Trap 12's can often be a hardware problem (as I'm sure someone will be along to point out shortly). However, if they happen in the same place repeatedly (as yours is), it is a software bug *or* a configuration problem. Since yours started happening due to the upgrade, I think you have incompatible components installed (some from 10.0, some from 10.1).

Given that you got as far as savecore(8) in the startup process, it is probably recoverable if we can find out what is causing it. You should get some sort of backtrace from the crash which will give us an idea of where it is happening and what the best way to recover is.

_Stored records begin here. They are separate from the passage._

PR #582, opened 2020-02-22
Remove obsolete stuff - part 3

graahnul-grom:
- remove `--disable-deprecated` `configure` option
- remove `--enable-compat-symlinks` `configure` option
- use new name for custom `gtkrc` files (`lepton-gtkrc`)
- don't mention obsolete environment variables in man pages

It's possible to move `gtkrc` loading code to `liblepton` so that
other tools in the suite (e.g. `attrib`) could use it, but it makes
`liblepton` dependent on `GTK`.


vzh:
It would be better to create a separate library for GUI functions, we discussed this before.

BTW, after building with the previous part of changes and installing lepton, I was at a loss after launching `lepton-schematic`: another look, another behaviour, and what to do next?  We have to provide some almost seamless way of porting user's config to new directories.  I would suggest a dialog box in `lepton-schematic` offering the user to copy old settings (`gafrc`, `lepton-user.conf` or, if it is missing, `geda-user.conf`) from `.gEDA` to the new config residence, or suggest to make a new config from scratch.  Non-GUI tools could output some descriptive text about this.
WDYT?

graahnul-grom:
It's a good idea.
- should we offer to copy `gschemrc`, too?
- if we're going to copy configuration files anyway, maybe it's time to switch to `lepton*.conf`?
- what do you mean by *making a new config from scratch*?

vzh:
>     * should we offer to copy `gschemrc`, too?
Not sure. Are there useful settings there these days? Probably some scripts are loaded from the file? The latter case would involve manual intervention, though.

>     * if we're going to copy configuration files anyway,
>      maybe it's time to switch to `lepton*.conf`?
Of course ;-)

>     * what do you mean by _making a new config from scratch_?
That is, if there is no `lepton-user.conf` in `.local/share/lepton-eda` (is this a correct place for config? :-)), and the user does not want to copy the old stuff or there is no such file yet, the program prompts the user to create it with default settings, and, if he agrees, actually creates it.

graahnul-grom:
i.e. you propose to make a copy of `lepton-system.conf` in the
user's configuration directory (`~/.config/lepton-eda/`)? Why not just
`touch(1)` `~/.config/lepton-eda/lepton-user.conf` if there's no old
file (geda-user.conf) to convert?

graahnul-grom:
Anyway, I've started working on it, need to simplify
`(lepton legacy-config)`, `(lepton legacy-config keylist)`...
There's a better conversion method than currently implemented.

graahnul-grom:
`gschemrc`: I mean user's code there, of course, all the option
are already deprecated.

drforbin:
I think we should have ONE config file with sections (i.e.) gitconfig.
Also this should be a text file.

drforbin:
Dmn,

Just to clarify. All config options which are not specified as NEW are handled in the old way in the old files just moved to the new locations?

drforbin:
Is the project specific gafrc going to be depreciated?

vzh:
@graahnul-grom, there is no need to copy any config file if the user has no one :-) Using of `touch` as you suggested would work as expected, I think.

vzh:
@drforbin, we're going towards eliminating any `*rc` files. So, yes, some time all `gafrc` and `gschemrc` will be useless.  Lepton's config files should be declarative ones. We have to specify, though, how to load user specific extension scripts...

graahnul-grom:
@drforbin All the options have been deprecated, except those that
intended to work with component and source libraries in `gafrc`.
Deprecated options are still read from the `gschemrc` and `gafrc`
files, but, if encountered, the warning message is printed to `stderr`.

graahnul-grom:
@drforbin BTW, `git` doesn't use only one configuration file.
There is `.git/config` file in every repository (local settings).
So, this is similar to our approach, where we use `lepton-user.conf`
for user configuration (like `~/.gitconfig`) and local configuration file
`lepton.conf` for project-specific settings (like `.git/config`).

PR #588, opened 2020-03-07
symcheck: Fix localization.

vzh:
The localization was not working at least since rewritting the
tool in Scheme.

PR #589, opened 2020-03-07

Also, when you said you "tried to restore the VM", did you restore the entire VM (normally something.vmdk) or via some other process? I would not expect the problem to persist if the entire VM was returned to the pre-problem state. Or are you saying it started happening again once you restarted freebsd-update(8)?


----------



## mururoa (Jan 24, 2015)

Terry_Kennedy said:


> Also, when you said you "tried to restore the VM", did you restore the entire VM (normally something.vmdk) or via some other process? I would not expect the problem to persist if the entire VM was returned to the pre-problem state. Or are you saying it started happening again once you restarted freebsd-update(8)?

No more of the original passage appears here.